“We are for Peace and Human Dignity” are the words on a poster pictured on the front cover of a booklet edited by Margaret Nash, the 1985 annual conference report of the South African Council of churches. Indeed those words reflect the goals towards which she strove all her life. This remarkable Capetonian has passed away quietly in St. Luke’s hospice, after a long illness, patiently and bravely borne.
Her intelligence and her sometimes combative nature covered a heart that felt deeply the suffering of all those who lived under injustice and deprivation. Through her writing and her involvement in ecumenical work, in social activism and in political commitment, she made her mark.
In the 1970s she studied at the University of Cape Town under the late Professor John Cumpsty, and her doctoral thesis, The Ecumenical Movement in the 1960s, was published by Ravan Press (Johannesburg) in 1975. Peter Moll has said of it that it had helped others understand the mission of the church in a broad context, international and ecumenical, rooted in justice.
She was closely involved with the Christian Institute from the time she joined in July 1969, and was much influenced by the Rev Theo Kotze who, together with his wife Helen, became close friends. She said “Theo pushed me to become involved”, but it seems that she did not need much pushing.
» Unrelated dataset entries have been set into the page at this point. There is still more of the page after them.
PR #108, opened 2016-04-23
Add support for JavaScript's Intern framework (#2)

aaalsaleh:
This pull request adds Intern support (#105) with the following features:
- Supports BDD/TDD/Object interfaces.
- Supports both unit and functional tests.
- Supports `TestNearest`, `TestFile`, and `TestSuite`.
- Allows specifying Intern's test runner (`intern-client` vs `intern-runner`) through `g:test#javascript#intern#test_runner`.
- Allows specifying Intern's configuration module (`tests/intern`) through `g:test#javascript#intern#config_module`.

Things to note:
- It is impossible to implicitly detect which test runner to use. Therefore, the default is `intern-client`. However, the user can change it through `g:test#javascript#intern#test_runner` to `intern-runner`.
- It is impossible to implicitly detect whether the test is a unit test or a functional test without assumptions. Intern recommends using the file structure `tests/unit/*` and `tests/functional/*` to separate the two. Therefore, this recommendation was used to differentiate between the two implicitly. Anything under `test/functional/*` is considered functional test, and anything else is considered regular unit test.
- Even though Intern recommends sticking with the file `tests/intern` as the default config module, the users can still choose any other file as the config module. Therefore, the user must set  `g:test#javascript#intern#config_module` appropriately if they choose to use anything other than the default `tests/intern`.

### DIFF
--- a/autoload/test/javascript.vim
+++ b/autoload/test/javascript.vim
@@ -1,4 +1,11 @@
 let test#javascript#patterns = {
-  \ 'test':      ['\v^\s*it[( ]%("|'')(.*)%("|''),'],
-  \ 'namespace': ['\v^\s*%(describe|context)[( ]%("|'')(.*)%("|''),'],
+  \ 'test': [
+    \ '\v^\s*%(%(bdd\.)?it|%(tdd\.)?test)\s*[( ]\s*%("|'')(.*)%("|'')\s*,',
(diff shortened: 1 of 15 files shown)


janko-m:
This is amazing. It's so great to receive a PR for a testing framework from someone who obviously knows it very well. I can see that you've put a lot of thought into the implementation, and I really appreciate the extensive tests. Thank you! ❤️

Issue #84, opened 2016-01-19
Add Always Use Absolute Path Option?


bradurani:
I've run into an issue with relative paths. We have a Rails project with internal engines and internal gems. To run the specs in the engines and gems you have to cd into the engines directory in the terminal.

That causes a problem the first time you run a spec because the spec doesn't run from the right directory, but it's not a big deal because you can cd in the terminal and rerun and be good for the rest of the day.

She often felt frustrated by the lack of action by many churches in the face of injustice, and the work of the Christian Institute provided a welcome home for her energies. It expressed what she believed in and she enjoyed the mutual support and companionship at the CI.
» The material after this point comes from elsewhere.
Issue #110, opened 2016-04-24
Possible issue for some runners when TestNearest is using regex polyfill


aaalsaleh:
Some runners only allow running a single test (or subgroup of tests) by specifying a regex pattern matching its description instead of a specific line or class/method. For example, in Intern and Mocha, the only way to run a single test is to pass a grep with a regex of one or more suite (describe/context) and a test (it). There is no issue with vim-test finding the correct name of the suite(s) and test. However, there is an issue with the generated regex for grep'ing these tests when attempting a `TestNearest`. Currently, the generated regex in some of these framework is never prefixed with `^` or postfixed with `$` depending on the case. Take this test sample as an example:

She was active on the Anglican Board of Social Responsibility for many years, finding here too a vehicle for her commitment to the Anglican church to which she belonged. At her local parish level she promoted a number of projects at St Saviour’s Church in Claremont.
Although she herself never sought ordination, she was regarded as a heroine of the church world. In the context of a patriarchal church hierarchy, she was an inspiration to other women who were subsequently ordained priests. One of her admirers has described her life as a role model of female discipleship.
Born in England at Milford-on–Sea, on 1 March 1929, she was the second of three children. Her sister Dr Eleanor Nash, a psychiatrist retired from Groote Schuur Hospital, lives in Claremont. The family immigrated to Durban in January 1931 where their son, Herbert was born. The parents have long since died. Herbert Nash, a well known nursery man, died recently. Margaret entered Rhodes University in March 1945 at the age of just 16.
Margaret joined the Liberal Party of South Africa in Durban in 1960.
She was an active member of the Black Sash in its Claremont Branch, and served on its Cape Western Regional Council and later on its National Executive. Her articles, letters and statements were known for their forcefulness and clarity. A member recalls how she was drawn by Margaret into some of the work:
I think it was called the Township Liason Project and was headed by Dot Cleminshaw, Candy Malherbe and Margaret Nash, with Paddy Walker and I as hangers on. It was thanks to Margaret that I first visited an African Township when she took me to a meeting at the Holy Cross Anglican Church Hall in Nyanga (in 1986 I think) where I remember with warmth meeting a charming elderly man with beautiful manners and good English – he reminded me of my father, and how alike we all are, and was the start of my great pleasure and interest in going into the Townships when there was something (hopefully) useful to be done in the years following.
I know that Margaret had a wide circle of friends, of all race groups. She once told me she had never been paid a salary for any of the jobs she had undertaken, though presumably been recompensed for expenses. She also that she did a great job of work for churches in Europe, specifically in Germany and England, where she was a trusted reporter on political affairs in South Africa to churches there during the worst of the apartheid era.